There are no issues and AFAIK all versions of Vista and XP SP2 have the 10 half-open outgoing connection limit.
 

Jaxidian

Platinum Member
Oct 22, 2001
2,230
0
71
twitter.com
Sorry for my sarcastic remarks earlier - I could have been nicer. :)

I guess my point is that the EULA really only half-matters what it says. While I agree with you if you're reading the EULA as law to the letter and everything else is illegal, then what this hack does is probably illegal. But then again, if you do that, then practically anything you do within Windows is illegal. This hack is really not much different at all than installing LiteStep as an alternative shell. You're essentially circumventing a technical limitation that the default windows shell doesn't support multiple virtual desktops and many other things. You replace a few system files, change some config files, copy the LiteStep files to your system, then voila, you have additional functionality! Is this illegal? Depends on if you follow the EULA to the letter. If you do, then it is illegal, most likely. The kinds of changes that it takes to install litestep aren't much different at all than the changes it takes to do this hack.
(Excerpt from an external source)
PR #118, opened 2020-03-05
[misc] mount socket.io on a configurable path

das7pad:
### Description
For testing of https://github.com/overleaf/google-ops/pull/859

Anyways, we can argue EULAs all day - I take them with a grain of salt. Grant it, that doesn't mean I'm an advocate of piracy or anything like that - I already have 4 Vista licenses (3 home premium and 1 ultimate), most of which are retail so I can legally transfer them around from machine to machine over time. I have who knows how many XP licenses. It's just the nitty gritty details of the EULA really don't matter to me or to Microsoft. I paid for the software, I'm not screwing Microsoft in any way (exploiting their software and selling it or anything like that), etc. Do you really think they're going to care about me remoting into my own pc after paying for the license? I doubt it.
 

Jaxidian

Platinum Member
Oct 22, 2001
2,230
0
71
twitter.com
Originally posted by: Oakenfold
I'm no programmer but isn't using a precompilled DLL not a good idea?

I'm assuming you're afraid of viruses and rootkits and whatnot. If you don't want to download a DLL to replace yours with, go through some of those links and it tells you how to hex-edit your own DLL file to make it work. It's just a couple minor changes to the DLL files.